Find clusters of nearby values using the "NeighborhoodContraction" clustering method:

Wolfram Language code: FindClusters[{1, 2, 10, 12, 3, 1, 13, 25, 27, 28}, Method -> "NeighborhoodContraction"]

Train the ClassifierFunction on a list of colors using the "NeighborhoodContraction" method:

Wolfram Language code: SeedRandom[12]; colors = RandomColor[200]; c = ClusterClassify[colors, Method -> "NeighborhoodContraction"]

Gather the elements by their class number:

Wolfram Language code: GatherBy[colors, c]

Train a ClassifierFunction on a mixture of two-dimensional normal distributions:

Wolfram Language code: ns = 600; Gaussiandata[ns_, mean_, cov_] := BlockRandom[RandomVariate[MultinormalDistribution[mean, cov], ns]]; data = Join[Gaussiandata[1200, {0, 0}, {{1, 0 }, {0 , 1}}], Gaussiandata[600, {1.5, 4.5}, {{1, 0 }, {0 , 1}}] , Gaussiandata[300, {-3, 5}, {{2, 1 / 2 }, {1 / 2 , 2}}]]; cl = ClusterClassify[data, Method -> "NeighborhoodContraction"]

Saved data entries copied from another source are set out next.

PR #192, opened 2017-03-24
Sync events view

sunahsuh:
- Moves Events out of MainSummaryView into a utility class
- Adds a job to output Sync Events into a flattened view

No timestamp column yet since I feel like it'd be confusing if we don't use the session start date, which we'll add once it's added to the sync ping.


sunahsuh:
RFAL
Re: refactoring, we've had a bug open for a few months on this https://bugzilla.mozilla.org/show_bug.cgi?id=1313701

PR #194, opened 2017-04-01
Write the real addon id to the addon mapping

Dexterp37:
This changes the format of the addon_mapping.json
file to print both the default addon name and the
real addon id for a given hashed addon id. The new
format is:

{
  "<hashed_id>" : {
    "name" : "<addon default name>",
    "id" : "<addon id>"
  },
  ...
}

The old format was:

{
  "<hashed_id>" : "<addon default name>",
  ...
}


Dexterp37:
@vitillo , this is needed in order to make TAAR return addon-ids instead of blindly returning the addon names. 

I've tested this locally and the files have the expected format. We don't really need the addon names in this new mapping, since we have the ids, but I left them to make it easier to fix what's broken in the dependant services.

Once this is deployed, both TAAR and the page on t.m.o will need to be updated.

Find the cluster assignments and visualize them:

Wolfram Language code: decision = cl[data]; classes = Information[cl, "Classes"];ListPlot[Pick[data, decision, #]& /@ classes]

Options  (3)

DistanceFunction  (2)

Generate a list of 200 random colors:

Wolfram Language code: SeedRandom[12]; colors = RandomColor[200]

Find clusters by specifying a DistanceFunction option:

Wolfram Language code: FindClusters[colors, Method -> "NeighborhoodContraction", DistanceFunction -> ColorDistance]

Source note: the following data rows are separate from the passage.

PR #196, opened 2017-04-14
Bug 13490813 - Create Prerelease Longitudinal

fbertsch:
This is similar to my previous PR but without the per-process stuff. As such we won't be able to actually create this dataset yet, but the ability is there. I just wanted to use the scalar and histogram parts I created in here for some main_summary work.

Also, now the options are: an opt-out only dataset, or an opt-out and opt-in dataset. No more of the confusing "just opt-in" parts.

### DIFF
--- a/src/main/scala/com/mozilla/telemetry/views/Longitudinal.scala
+++ b/src/main/scala/com/mozilla/telemetry/views/Longitudinal.scala
@@ -104,9 +104,13 @@ object LongitudinalView {
   }
 
   private class Opts(args: Array[String]) extends ScallopConf(args) {
-    val from = opt[String]("from", descr = "From submission date", required = false)
+    val from = opt[String]("from", descr = "From submission date. Defaults to 6 months before `to`.", required = false)
     val to = opt[String]("to", descr = "To submission date", required = true)
     val outputBucket = opt[String]("bucket", descr = "bucket", required = true)
+    val includeOptin = opt[String]("optin-only", descr = "Boolean, whether to include opt-in data only. Defaults to false.", required = false)
+    val channels = opt[String]("channels", descr = "Comma separated string, which channels to include. Defaults to the four main channels.", required = false)
+    val samples = opt[String]("samples", descr = "Comma separated string, which samples to include. Defaults to 42.", required = false)
+    val telemetrySource = opt[String]("source", descr = "Source for Dataset.from_source. Defaults to telemetry-sample.", required = false)
     verify()
   }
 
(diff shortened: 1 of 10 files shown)


fbertsch:
@harterrt will you be able to get to this r anytime soon? If not we can pass it on to someone else.

harterrt:
Hey, Frank. Sorry for the radio silence :(. 

This is on my radar, but I probably will not be able to review until Friday. I see now that this is blocking some of your work on main_summary. Is that time-line reasonable or should I hand off this review?

fbertsch:
@harterrt Friday works. Thanks for letting me know :)

src/test/scala/com/mozilla/telemetry/histograms/HistogramsTest.scala
```diff
@@ -0,0 +1,45 @@
...
+  val fixture = {
+    new {
+      val histograms = new HistogramsClass{
+        override protected val getURL = (a: String, b: String) => Source.fromFile("src/test/resources/ShortHistograms.json")
+      }
+
+      private val optStatuses = List(false, true)
+
+      val names = optStatuses map {
+        case (optStatus) =>
```
harterrt: Can you drop the case statement here?

src/test/scala/com/mozilla/telemetry/histograms/HistogramsTest.scala
```diff
@@ -0,0 +1,45 @@
...
+            optStatus -> histograms.definitions(optStatus).map{
+              case (k, value) =>
```
harterrt: Is the case statement necessary here?

src/test/scala/com/mozilla/telemetry/LongitudinalTest.scala
```diff
@@ -197,34 +224,57 @@ class LongitudinalTest extends FlatSpec with Matchers with PrivateMethodTester {
...
       sc.setLogLevel("WARN")
+
       private val sqlContext = new SQLContext(sc)
-      val rows = sqlContext.read.load(filename).collect()
-      val row =  rows(0)
+
+      // Opt-out only schema
+      private var includeOptin = false
+      private var histogramDefs = histograms.definitions(includeOptin)
+      private var scalarDefs = scalars.definitions(includeOptin)
```
harterrt: This is personal opinion so these suggestions are totally optional :).

These three lines may be more readable if you used named arguments like `definitions(includeOptin = false)`. Please also consider changing the `var`s to `val`s. Same with the next three statements.

src/main/scala/com/mozilla/telemetry/views/Longitudinal.scala
```diff
@@ -684,21 +713,25 @@ object LongitudinalView {
     root.set(avroField, fieldValues.asJava)
   }
 
+  def getStandardHistogramSchema(schema: Schema): Schema = {
```
fbertsch: Hate repeating that random string. This function makes it more clear what we're doing.

src/test/scala/com/mozilla/telemetry/histograms/HistogramsTest.scala
fbertsch: Good practice. See http://docs.scala-lang.org/cheatsheets/#pattern_matching

src/test/scala/com/mozilla/telemetry/LongitudinalTest.scala
fbertsch: It was good advice :)

src/test/scala/com/mozilla/telemetry/histograms/HistogramsTest.scala
harterrt: Learn something new every day! Thanks.

src/test/scala/com/mozilla/telemetry/scalars/ScalarsTest.scala
```diff
@@ -0,0 +1,45 @@
...
+  val fixture = {
+    new {
+      val scalars = new ScalarsClass{
+        override protected val getURL = (a: String, b: String) => Source.fromFile("src/test/resources/Scalars.yaml")
+      }
+
+      private val optStatuses = List(true, false)
+
+      val names = optStatuses map {
+        case (optStatus) =>
```
harterrt: Please remove this case statement as well.

fbertsch:
@harterrt fixed - RFAL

Generate points based on a mixture of two-dimensional normal distributions:

Wolfram Language code: ns = 600; Gaussiandata[ns_, mean_, cov_] := BlockRandom[RandomVariate[MultinormalDistribution[mean, cov], ns]]; data = Join[Gaussiandata[1200, {0, 0}, {{1, 0 }, {0 , 1}}], Gaussiandata[600, {1.5, 4.5}, {{1, 0 }, {0 , 1}}] , Gaussiandata[300, {-2, 5}, {{2, 1 / 2 }, {1 / 2 , 2}}]];

Find different clustering structures by specifying different DistanceFunction options:

Wolfram Language code: Grid[{Table[ListPlot[FindClusters[data, Method -> {"NeighborhoodContraction"}, DistanceFunction -> df], Frame -> True, Axes -> False, FrameTicks -> None, AspectRatio -> 1, PlotStyle -> Directive[PointSize[0.03]]], {df, {EuclideanDistance, ChessboardDistance, ManhattanDistance}}] }]

"NeighborhoodRadius"  (1)

Generate points based on a mixture of two-dimensional normal distributions:

Wolfram Language code: ns = 600; Gaussiandata[ns_, mean_, cov_] := BlockRandom[RandomVariate[MultinormalDistribution[mean, cov], ns]]; data = Join[Gaussiandata[1200, {0, 0}, {{1, 0 }, {0 , 1}}], Gaussiandata[600, {1.5, 4.5}, {{1, 0 }, {0 , 1}}] , Gaussiandata[300, {-2, 5}, {{2, 1 / 2 }, {1 / 2 , 2}}]];

Find different clustering structures by specifying different "NeighborhoodRadius" suboptions:

Wolfram Language code: Grid[{Table[ListPlot[FindClusters[data, Method -> {"NeighborhoodContraction", "NeighborhoodRadius" -> nr}], Frame -> True, Axes -> False, FrameTicks -> None, AspectRatio -> 1, PlotStyle -> Directive[PointSize[0.03]]], {nr, {.1, .2, .4}}] }]